Activity – Pull out each line of the data that includes the word "looks".

(Collected data)
--------------------

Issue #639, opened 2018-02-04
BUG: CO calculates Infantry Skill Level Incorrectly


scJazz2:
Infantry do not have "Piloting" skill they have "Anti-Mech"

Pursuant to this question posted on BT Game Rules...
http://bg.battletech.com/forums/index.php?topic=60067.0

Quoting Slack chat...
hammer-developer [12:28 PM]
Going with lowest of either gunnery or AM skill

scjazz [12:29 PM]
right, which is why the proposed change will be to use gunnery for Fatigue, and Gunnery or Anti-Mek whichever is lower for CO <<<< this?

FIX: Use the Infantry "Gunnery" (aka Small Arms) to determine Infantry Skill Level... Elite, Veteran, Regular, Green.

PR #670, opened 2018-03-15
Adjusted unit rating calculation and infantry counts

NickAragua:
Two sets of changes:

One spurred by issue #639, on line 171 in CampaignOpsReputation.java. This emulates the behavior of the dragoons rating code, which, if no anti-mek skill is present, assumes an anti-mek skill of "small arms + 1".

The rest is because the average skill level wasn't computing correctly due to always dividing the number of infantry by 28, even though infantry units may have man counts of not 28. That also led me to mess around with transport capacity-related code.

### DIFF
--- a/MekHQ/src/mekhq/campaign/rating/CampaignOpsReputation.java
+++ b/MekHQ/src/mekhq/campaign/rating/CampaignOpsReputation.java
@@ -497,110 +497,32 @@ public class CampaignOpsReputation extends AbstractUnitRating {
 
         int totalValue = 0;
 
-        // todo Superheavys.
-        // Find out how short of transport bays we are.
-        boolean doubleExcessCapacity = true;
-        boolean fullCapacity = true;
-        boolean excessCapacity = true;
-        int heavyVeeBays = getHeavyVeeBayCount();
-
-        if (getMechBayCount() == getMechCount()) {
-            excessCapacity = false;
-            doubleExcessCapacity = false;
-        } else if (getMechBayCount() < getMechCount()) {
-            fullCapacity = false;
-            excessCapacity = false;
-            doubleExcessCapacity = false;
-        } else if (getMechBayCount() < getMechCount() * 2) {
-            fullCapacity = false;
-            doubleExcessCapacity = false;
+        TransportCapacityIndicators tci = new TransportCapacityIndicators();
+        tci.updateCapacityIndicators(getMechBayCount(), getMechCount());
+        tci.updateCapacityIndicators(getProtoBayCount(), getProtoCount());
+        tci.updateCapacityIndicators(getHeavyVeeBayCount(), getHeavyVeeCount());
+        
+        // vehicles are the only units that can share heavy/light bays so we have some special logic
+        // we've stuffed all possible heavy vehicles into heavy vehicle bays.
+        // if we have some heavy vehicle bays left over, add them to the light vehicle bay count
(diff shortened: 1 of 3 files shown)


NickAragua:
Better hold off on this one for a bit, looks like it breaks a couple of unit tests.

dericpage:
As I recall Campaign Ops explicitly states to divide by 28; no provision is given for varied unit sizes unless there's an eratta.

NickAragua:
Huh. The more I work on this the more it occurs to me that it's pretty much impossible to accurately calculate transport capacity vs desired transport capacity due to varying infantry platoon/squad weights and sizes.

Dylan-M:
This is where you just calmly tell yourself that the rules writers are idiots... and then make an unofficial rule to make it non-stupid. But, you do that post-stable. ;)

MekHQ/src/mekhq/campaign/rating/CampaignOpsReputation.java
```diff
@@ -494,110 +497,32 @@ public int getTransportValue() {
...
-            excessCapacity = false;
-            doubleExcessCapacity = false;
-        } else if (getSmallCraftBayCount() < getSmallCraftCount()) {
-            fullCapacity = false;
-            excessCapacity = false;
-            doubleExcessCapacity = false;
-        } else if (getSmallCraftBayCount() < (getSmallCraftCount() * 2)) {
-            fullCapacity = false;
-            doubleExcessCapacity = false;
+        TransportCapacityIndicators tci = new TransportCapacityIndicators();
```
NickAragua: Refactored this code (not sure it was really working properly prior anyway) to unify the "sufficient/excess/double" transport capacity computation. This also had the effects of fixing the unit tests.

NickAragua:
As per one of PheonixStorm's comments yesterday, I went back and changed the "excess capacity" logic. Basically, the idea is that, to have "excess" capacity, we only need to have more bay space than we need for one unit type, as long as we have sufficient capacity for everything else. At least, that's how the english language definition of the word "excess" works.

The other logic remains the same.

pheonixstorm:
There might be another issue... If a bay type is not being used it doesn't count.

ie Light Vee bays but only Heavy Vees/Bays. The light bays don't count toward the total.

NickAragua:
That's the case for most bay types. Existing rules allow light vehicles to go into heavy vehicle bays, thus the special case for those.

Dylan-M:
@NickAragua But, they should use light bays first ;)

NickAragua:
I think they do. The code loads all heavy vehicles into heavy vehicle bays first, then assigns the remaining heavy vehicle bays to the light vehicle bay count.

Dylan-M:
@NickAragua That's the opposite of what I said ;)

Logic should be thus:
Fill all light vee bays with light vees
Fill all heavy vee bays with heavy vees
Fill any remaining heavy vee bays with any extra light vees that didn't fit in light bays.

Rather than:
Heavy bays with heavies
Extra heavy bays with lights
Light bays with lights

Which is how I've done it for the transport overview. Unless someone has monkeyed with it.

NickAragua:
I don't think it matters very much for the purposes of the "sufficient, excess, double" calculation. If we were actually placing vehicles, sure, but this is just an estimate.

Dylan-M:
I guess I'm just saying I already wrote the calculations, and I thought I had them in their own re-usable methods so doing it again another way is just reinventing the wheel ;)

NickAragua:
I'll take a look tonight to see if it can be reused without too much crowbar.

--------------------

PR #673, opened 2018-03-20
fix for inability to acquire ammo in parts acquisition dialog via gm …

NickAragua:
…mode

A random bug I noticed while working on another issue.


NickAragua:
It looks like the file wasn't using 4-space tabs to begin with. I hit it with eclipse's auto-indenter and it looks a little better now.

--------------------

Reply to the exercise –
Better hold off on this one for a bit, looks like it breaks a couple of unit tests.
It looks like the file wasn't using 4-space tabs to begin with. I hit it with eclipse's auto-indenter and it looks a little better now.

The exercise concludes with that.